[Records drawn from a dataset]
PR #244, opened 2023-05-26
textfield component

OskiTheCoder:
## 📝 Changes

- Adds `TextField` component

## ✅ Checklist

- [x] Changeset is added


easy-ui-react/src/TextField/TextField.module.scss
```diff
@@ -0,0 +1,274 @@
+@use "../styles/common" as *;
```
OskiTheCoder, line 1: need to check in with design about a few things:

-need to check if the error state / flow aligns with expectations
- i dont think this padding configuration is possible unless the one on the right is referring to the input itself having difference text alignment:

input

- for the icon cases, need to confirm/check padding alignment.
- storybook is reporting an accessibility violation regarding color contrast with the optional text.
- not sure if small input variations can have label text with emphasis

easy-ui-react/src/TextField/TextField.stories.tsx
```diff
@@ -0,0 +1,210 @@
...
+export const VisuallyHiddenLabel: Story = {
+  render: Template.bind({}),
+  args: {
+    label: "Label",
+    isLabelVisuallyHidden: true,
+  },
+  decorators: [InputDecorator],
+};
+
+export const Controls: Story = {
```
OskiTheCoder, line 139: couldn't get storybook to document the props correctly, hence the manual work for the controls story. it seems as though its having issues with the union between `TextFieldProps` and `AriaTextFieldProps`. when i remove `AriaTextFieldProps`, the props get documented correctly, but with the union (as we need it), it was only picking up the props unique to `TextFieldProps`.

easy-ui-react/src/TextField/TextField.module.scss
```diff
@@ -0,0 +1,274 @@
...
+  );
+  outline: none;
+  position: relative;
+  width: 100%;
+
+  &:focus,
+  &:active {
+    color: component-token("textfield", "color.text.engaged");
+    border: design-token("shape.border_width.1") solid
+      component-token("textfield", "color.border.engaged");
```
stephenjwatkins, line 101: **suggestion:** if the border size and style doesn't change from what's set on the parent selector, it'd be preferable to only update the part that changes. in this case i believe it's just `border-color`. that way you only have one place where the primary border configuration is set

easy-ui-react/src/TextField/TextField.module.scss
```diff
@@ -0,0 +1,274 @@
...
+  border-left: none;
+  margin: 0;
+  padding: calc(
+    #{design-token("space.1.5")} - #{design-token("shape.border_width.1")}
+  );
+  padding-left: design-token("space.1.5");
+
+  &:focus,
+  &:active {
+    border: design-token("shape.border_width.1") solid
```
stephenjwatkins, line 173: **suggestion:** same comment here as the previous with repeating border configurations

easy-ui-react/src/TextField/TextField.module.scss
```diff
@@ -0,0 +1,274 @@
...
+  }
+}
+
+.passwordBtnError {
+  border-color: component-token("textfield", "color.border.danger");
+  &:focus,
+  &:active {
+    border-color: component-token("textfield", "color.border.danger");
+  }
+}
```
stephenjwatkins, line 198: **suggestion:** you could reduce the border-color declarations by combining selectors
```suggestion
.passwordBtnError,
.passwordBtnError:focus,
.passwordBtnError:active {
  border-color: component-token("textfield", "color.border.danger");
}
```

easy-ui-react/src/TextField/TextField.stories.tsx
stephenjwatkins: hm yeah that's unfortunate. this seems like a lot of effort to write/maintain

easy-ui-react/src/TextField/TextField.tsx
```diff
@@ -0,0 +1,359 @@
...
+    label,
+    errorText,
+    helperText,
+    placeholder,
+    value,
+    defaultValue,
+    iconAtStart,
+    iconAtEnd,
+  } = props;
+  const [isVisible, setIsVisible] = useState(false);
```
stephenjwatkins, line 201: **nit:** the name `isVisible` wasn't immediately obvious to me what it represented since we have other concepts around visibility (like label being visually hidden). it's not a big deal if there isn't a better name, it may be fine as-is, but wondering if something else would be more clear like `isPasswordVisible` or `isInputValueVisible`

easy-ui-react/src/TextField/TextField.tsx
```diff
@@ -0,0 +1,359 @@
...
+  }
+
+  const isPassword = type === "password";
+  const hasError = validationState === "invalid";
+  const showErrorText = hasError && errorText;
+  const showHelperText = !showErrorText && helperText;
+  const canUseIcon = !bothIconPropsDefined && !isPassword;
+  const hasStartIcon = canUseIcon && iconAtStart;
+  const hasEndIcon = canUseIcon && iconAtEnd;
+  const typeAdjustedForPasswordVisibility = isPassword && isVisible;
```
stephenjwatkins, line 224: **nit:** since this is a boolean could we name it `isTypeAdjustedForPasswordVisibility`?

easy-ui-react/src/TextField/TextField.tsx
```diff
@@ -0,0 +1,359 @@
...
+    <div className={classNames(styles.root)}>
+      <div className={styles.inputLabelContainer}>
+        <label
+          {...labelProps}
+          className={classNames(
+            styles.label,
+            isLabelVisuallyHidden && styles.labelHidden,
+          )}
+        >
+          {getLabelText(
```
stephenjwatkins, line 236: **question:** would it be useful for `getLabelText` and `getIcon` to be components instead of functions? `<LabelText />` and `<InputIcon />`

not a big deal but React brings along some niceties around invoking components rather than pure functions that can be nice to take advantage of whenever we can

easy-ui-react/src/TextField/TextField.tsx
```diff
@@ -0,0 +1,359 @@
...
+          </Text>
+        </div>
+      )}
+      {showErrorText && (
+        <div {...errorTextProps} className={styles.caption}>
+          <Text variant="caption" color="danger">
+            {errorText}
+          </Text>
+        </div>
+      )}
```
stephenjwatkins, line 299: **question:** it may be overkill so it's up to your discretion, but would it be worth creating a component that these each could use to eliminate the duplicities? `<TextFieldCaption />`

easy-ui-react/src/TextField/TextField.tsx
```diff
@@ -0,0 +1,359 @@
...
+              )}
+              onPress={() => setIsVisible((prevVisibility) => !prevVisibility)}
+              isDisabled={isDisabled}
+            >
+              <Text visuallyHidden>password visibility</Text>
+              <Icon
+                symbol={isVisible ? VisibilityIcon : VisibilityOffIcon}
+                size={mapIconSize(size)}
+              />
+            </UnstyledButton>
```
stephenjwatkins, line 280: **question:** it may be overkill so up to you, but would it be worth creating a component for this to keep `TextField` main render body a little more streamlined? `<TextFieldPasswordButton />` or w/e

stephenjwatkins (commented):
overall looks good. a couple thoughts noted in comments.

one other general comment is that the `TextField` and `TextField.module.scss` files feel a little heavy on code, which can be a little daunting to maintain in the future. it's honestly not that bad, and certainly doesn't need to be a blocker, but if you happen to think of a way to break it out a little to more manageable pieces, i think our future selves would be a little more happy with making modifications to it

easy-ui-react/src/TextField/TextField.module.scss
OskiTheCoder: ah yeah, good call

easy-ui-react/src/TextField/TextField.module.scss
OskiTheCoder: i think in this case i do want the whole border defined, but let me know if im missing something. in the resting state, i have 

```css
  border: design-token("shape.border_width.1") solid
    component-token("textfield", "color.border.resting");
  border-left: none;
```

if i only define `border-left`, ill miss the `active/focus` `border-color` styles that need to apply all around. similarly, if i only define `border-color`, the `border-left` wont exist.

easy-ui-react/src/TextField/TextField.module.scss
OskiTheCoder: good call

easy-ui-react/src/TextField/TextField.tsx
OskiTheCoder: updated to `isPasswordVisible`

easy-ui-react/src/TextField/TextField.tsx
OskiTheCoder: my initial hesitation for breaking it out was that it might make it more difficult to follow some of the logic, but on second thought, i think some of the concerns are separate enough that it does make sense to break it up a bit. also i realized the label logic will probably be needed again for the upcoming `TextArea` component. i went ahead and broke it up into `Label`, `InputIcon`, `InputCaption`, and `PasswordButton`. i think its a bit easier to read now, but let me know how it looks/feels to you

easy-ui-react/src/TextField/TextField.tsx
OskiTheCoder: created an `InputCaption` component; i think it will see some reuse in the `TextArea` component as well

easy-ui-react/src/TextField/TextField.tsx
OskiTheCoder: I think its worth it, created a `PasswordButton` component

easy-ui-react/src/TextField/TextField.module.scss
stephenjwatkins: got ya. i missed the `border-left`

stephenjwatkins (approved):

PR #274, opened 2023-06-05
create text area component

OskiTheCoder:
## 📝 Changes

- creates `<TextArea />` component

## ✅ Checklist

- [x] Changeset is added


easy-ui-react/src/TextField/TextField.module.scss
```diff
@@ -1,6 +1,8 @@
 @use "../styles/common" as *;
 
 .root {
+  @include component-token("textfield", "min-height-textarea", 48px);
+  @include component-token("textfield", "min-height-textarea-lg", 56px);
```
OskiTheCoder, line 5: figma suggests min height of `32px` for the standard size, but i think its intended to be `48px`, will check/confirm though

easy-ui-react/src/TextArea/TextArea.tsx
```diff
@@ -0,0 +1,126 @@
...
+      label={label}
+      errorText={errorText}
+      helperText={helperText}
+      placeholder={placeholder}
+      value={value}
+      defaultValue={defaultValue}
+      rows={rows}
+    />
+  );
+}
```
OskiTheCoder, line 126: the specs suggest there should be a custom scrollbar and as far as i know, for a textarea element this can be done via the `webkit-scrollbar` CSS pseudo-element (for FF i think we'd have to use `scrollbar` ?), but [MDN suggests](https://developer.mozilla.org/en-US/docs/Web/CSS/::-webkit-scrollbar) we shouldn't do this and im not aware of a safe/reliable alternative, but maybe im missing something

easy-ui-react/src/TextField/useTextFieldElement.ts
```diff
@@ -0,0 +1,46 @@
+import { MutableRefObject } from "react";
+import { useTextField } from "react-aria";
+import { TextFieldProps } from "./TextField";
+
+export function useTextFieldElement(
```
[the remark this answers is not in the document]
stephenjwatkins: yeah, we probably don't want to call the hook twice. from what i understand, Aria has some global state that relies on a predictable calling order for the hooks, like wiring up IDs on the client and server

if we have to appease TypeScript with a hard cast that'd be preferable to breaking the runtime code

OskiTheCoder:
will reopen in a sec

*Directions*: Take the line above containing "not a big deal but", the line containing "overall looks good.", and all lines in between, and copy them exactly without anything else.

*Task solution*:
not a big deal but React brings along some niceties around invoking components rather than pure functions that can be nice to take advantage of whenever we can

easy-ui-react/src/TextField/TextField.tsx
```diff
@@ -0,0 +1,359 @@
...
+          </Text>
+        </div>
+      )}
+      {showErrorText && (
+        <div {...errorTextProps} className={styles.caption}>
+          <Text variant="caption" color="danger">
+            {errorText}
+          </Text>
+        </div>
+      )}
```
stephenjwatkins, line 299: **question:** it may be overkill so it's up to your discretion, but would it be worth creating a component that these each could use to eliminate the duplicities? `<TextFieldCaption />`

easy-ui-react/src/TextField/TextField.tsx
```diff
@@ -0,0 +1,359 @@
...
+              )}
+              onPress={() => setIsVisible((prevVisibility) => !prevVisibility)}
+              isDisabled={isDisabled}
+            >
+              <Text visuallyHidden>password visibility</Text>
+              <Icon
+                symbol={isVisible ? VisibilityIcon : VisibilityOffIcon}
+                size={mapIconSize(size)}
+              />
+            </UnstyledButton>
```
stephenjwatkins, line 280: **question:** it may be overkill so up to you, but would it be worth creating a component for this to keep `TextField` main render body a little more streamlined? `<TextFieldPasswordButton />` or w/e

stephenjwatkins (commented):
overall looks good. a couple thoughts noted in comments.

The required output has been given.